São Paulo, cidade como maior número de lançamentos nos últimos anos: ações de distrato dispararam
São Paulo, cidade como maior número de lançamentos nos últimos anos: ações de distrato dispararam (Foto: Rafael Neddermeyer - Fotos Publicas)

“Esse percentual nunca foi tão alto”, afirma Tapai. Em 2014, apenas quatro de cada dez ações que o escritório acolhia eram distratos. Em 2013, apenas 17%. Marcelo Tapai explica que esse aumento diz muito sobre o cenário econômico atual. “Quem vai procurar financiamento hoje, comprou o imóvel há dois ou três anos, quando a uma realidade do mercado era muito diferente. Hoje os bancos estão mais exigentes, a liberação de crédito mais difícil e falta dinheiro no mercado”.
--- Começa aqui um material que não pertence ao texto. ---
PR #6695, opened 2021-07-30
enhancement(PeriodFilter): improve behaviour of end date

ersachin3112:
Resolve https://github.com/opencollective/opencollective/issues/4424

# Description
improve behaviour of end date

# Screenshots
Screenshot 2021-07-30 at 11 25 54 AM

### DIFF
--- a/components/budget/filters/PeriodFilter.js
+++ b/components/budget/filters/PeriodFilter.js
@@ -13,11 +13,15 @@ import StyledButton from '../../StyledButton';
 import StyledInput from '../../StyledInput';
 import StyledInputField from '../../StyledInputField';
 
-const normalizeDate = date => {
-  return new Date(date.getFullYear(), date.getMonth(), date.getDate());
+const normalizeDate = (date, type) => {
+  if (type === 'from') {
+    return new Date(date.getFullYear(), date.getMonth(), date.getDate());
+  }
+
+  return new Date(date.getFullYear(), date.getMonth(), date.getDate(), 23, 59, 59);
 };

Sem financiamento, a maioria dos compradores não tem como pagar e as construtoras, sem receber, não entregam o imóvel. Se o comprador fica sem emprego, não tem como continuar a pagar as parcelas previamente acordadas. Nesse cenário nasce o distrato. E se ele é ruim para o consumidor, que não consegue reaver a totalidade do que investiu, também atrapalha as construtoras que veem seus estoques subirem e o caixa da empresa sangrar. “

Por outro lado, o estoque em alta ajuda a criar oportunidades interessantes para quem não caiu no desemprego e tem dinheiro guardado, como o engenheiro François Nietto, 55. Não estava em seus planos trocar de imóvel, mas diante do que se pode chamar de uma verdadeira pechincha, não resistiu. Trocou o apartamento em Perdizes, na zona oeste da capital paulista, onde morava com a mulher, por outro com uma metragem muito maior no Brooklyn, bairro também muito valorizado. O metro quadrado, avaliado em R$ 12 mil na época do negócio, saiu por R$ 8 mil.

A venda do imóvel usado permitiu quitar grande parte da dívida, e a intermediação da construtora junto ao banco facilitou o financiamento. O casal assumiu uma prestação confortável, segundo ele. “Coube no orçamento”, afirmou.

Há outros movimentos recentes que corroboram com algum otimismo, apesar da crise. Em agosto, a Caixa ampliou a linha mais barata de financiamento para imóveis acima de R$ 225 mil. Em julho, o banco já havia aumentado de 70% para 80% a cota a ser financiada nos imóveis novos acima de R$ 750 mil. No início de novembro, o banco cortou os juros do financiamento imobiliário para pessoas físicas em 0,25 ponto percentual, e em 1 ponto percentual para pessoas jurídicas.

Até setembro, o total de financiamentos contratados do pela Caixa foi de R$ 56,8 bilhões, o que permite projetar até o final do ano um volume maior do que os R$ 69,9 bilhões de 2015. Embora o total de financiamento de 2014 ainda esteja distante, os números deixam o mercado um pouco mais otimista, já que Caixa Econômica é responsável por quase 70% de todos os financiamentos imobiliários do país, um verdadeiro termômetro do setor.